Friday, April 9, 2010

Shanghai plans property tax to curb price rise

The measure is expected to cool speculative demand, says report

Shanghai, China’s wealthiest city, may impose a property tax to curb price gains, the Shanghai Securities News reported, citing unidentified people.

The city government has already completed a basic plan for the tax, which would affect ownership of investment properties, the newspaper reported. The tax is likely to be applied to existing homes as well as new properties, the report said, without saying when the charge may be levied. The newspaper is affiliated with the official Xinhua News Agency.

‘The introduction of new taxation will curb speculative demand for properties and bring down prices,’ said Zhang Qi, an analyst at Haitong Securities in Shanghai.

China’s government unleashed a US$1.4 trillion lending boom last year to stimulate the economy and is now trying to slow the surge in property prices.
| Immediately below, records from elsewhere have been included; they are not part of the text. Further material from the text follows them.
PR #2325, opened 2025-10-31
[Pytorch] change fused cross entropy backward grad to fp32 and reduce one read/…

RandMist:
# Description

The fused cross entropy kernel in Transformer Engine uses 16-bit floating point (BF16) for the backward pass when the input is in BF16, whereas Megatron's VocabParallelCrossEntropy performs its computations in FP32. This discrepancy may lead to divergence in some cases.

This PR also reduces one read of `logits`, which improves the performance by up to 1.25x.

## Type of change

- [ ] Infra/Build change
- [ ] Code refactoring

## Changes

- Changed the fused cross entropy backward gradient computation to fp32 for consistency with Megatron's VocabParallelCrossEntropy.
- Optimized the computation logic to reduce one read/write operation of the logits.

# Checklist:

### DIFF
--- a/transformer_engine/pytorch/cross_entropy.py
+++ b/transformer_engine/pytorch/cross_entropy.py
@@ -80,7 +80,14 @@ class CrossEntropyFunction(torch.autograd.Function):
         label_smoothing = ctx.label_smoothing
         reduce_loss = ctx.reduce_loss
         _input = triton_cross_entropy.cross_entropy_backward(
-            _input, target, m_d_X_y, grad_output, label_smoothing, reduce_loss, dist_process_group, ctx.is_cg_capturable
+            _input,
+            target,
+            m_d_X_y,
+            grad_output,
+            label_smoothing,
+            reduce_loss,
+            dist_process_group,
+            ctx.is_cg_capturable,
         )
         return (
             _input,
--- a/transformer_engine/pytorch/triton/cross_entropy.py
+++ b/transformer_engine/pytorch/triton/cross_entropy.py
@@ -201,6 +201,7 @@ def cross_entropy_forward_kernel(
 # The optimal maximum block size depends on your hardware, your kernel, and your dtype
 MAX_FUSED_SIZE = 65536 // 2
 
+
 @triton.jit
 def cross_entropy_backward_kernel(
     X_ptr,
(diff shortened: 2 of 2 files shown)


yaox12:
@sanandaraj5597 @timmoon10 Could you please review? The previous BF16 backward may lead to divergence in some cases (reported by several customers).

yaox12:
@RandMist You need to sign-off your commits (`git commit -s`). See [this](https://github.com/NVIDIA/TransformerEngine/pull/2325/checks?check_run_id=54164971208).

DXZDXZ:
@RandMist @yaox12 Hello~ Our experiments found that after applying this change, the output can sometimes become **inf**. This subsequently leads to NaN gradients for the corresponding token during the RMS backward pass. Furthermore, this is a **non-deterministic** issue that cannot be reliably reproduced on a specific input.

sanandaraj5597:
The goal of this kernel was to avoid saving the input for backward. The goal is to write the gradients on the input tensor itself to reduce the peak memory usage. This change defeats that purpose and break our upstream workloads using this kernel. 

I understand you have improved performance but it comes at the cost of extra memory usage which we don't want.

RandMist:
> @RandMist @yaox12 Hello~ Our experiments found that after applying this change, the output can sometimes become **inf**. This subsequently leads to NaN gradients for the corresponding token during the RMS backward pass. Furthermore, this is a **non-deterministic** issue that cannot be reliably reproduced on a specific input.

Hi, I will try to reproduce this phenomenon, or you can provide a script/data for reproduction.

RandMist:
> The goal of this kernel was to avoid saving the input for backward. The goal is to write the gradients on the input tensor itself to reduce the peak memory usage. This change defeats that purpose and break our upstream workloads using this kernel.
> 
> I understand you have improved performance but it comes at the cost of extra memory usage which we don't want.

Hi, the main objective of this new kernel is to keep the backward propagation computations in fp32.

The original kernel stored gradients in the input, whereas the new kernel directly stores the input and additionally saves the target and m_d_X_y. The shapes of these extra tensors are n_rows × 1 and n_rows × 4, respectively. Compared to the input shape of n_rows × n_cols (where n_cols is typically >100,000), this additional memory consumption should therefore be negligible.

RandMist:
> @RandMist @yaox12 Hello~ Our experiments found that after applying this change, the output can sometimes become **inf**. This subsequently leads to NaN gradients for the corresponding token during the RMS backward pass. Furthermore, this is a **non-deterministic** issue that cannot be reliably reproduced on a specific input.

We did not observe this phenomenon in our internal experiments. We trained the 16B MoE model for 20k steps, and the loss/grad norm of the model using the new fused kernel fully matched that of the model using mcore's original unfused loss in fp32 (the old fused kernel with bf16 backward showed an upward trend in grad norm after 15k steps).

PR #2330, opened 2025-11-01
[Core] Fix inconsistent logic in C++ tensor class

timmoon10:
# Description

This PR fixes some hacky logic in the C++ `Tensor` class:
- Construct uninitialized tensors with `shape=[0]`. Previously we constructed them as 0-D tensors, which should have one entry (see https://github.com/NVIDIA/TransformerEngine/pull/2215#discussion_r2427408835).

Shanghai posted the biggest gains in luxury home prices last year among 56 markets worldwide studied by Knight Frank, according to its March 23 report.

Home prices in 70 major Chinese cities jumped the most in almost two years in February, led by the southern cities of Sanya and Guangzhou. More than 70 per cent of Chinese households consider home prices ‘unacceptably high’, a proportion that has climbed for four quarters, the People’s Bank of China said in its quarterly survey last month.

Shanghai’s property prices may fall as much as 10 per cent this year as the government prepares to roll out tightening measures to cool the overheated market, the South China Morning Post reported yesterday, citing Colliers International.

Premier Wen Jiabao has pledged to restrain speculation in the housing market and curb land hoarding and excessive price gains in some cities, using tools including tax and credit policies.

China scrapped a tax break on property sales in December and the central bank asked lenders to set aside more deposits as reserves twice this year to curb liquidity while leaving benchmark interest rates unchanged. Morgan Stanley said last month that another increase in the requirements may be ‘imminent’ and rates may rise in April.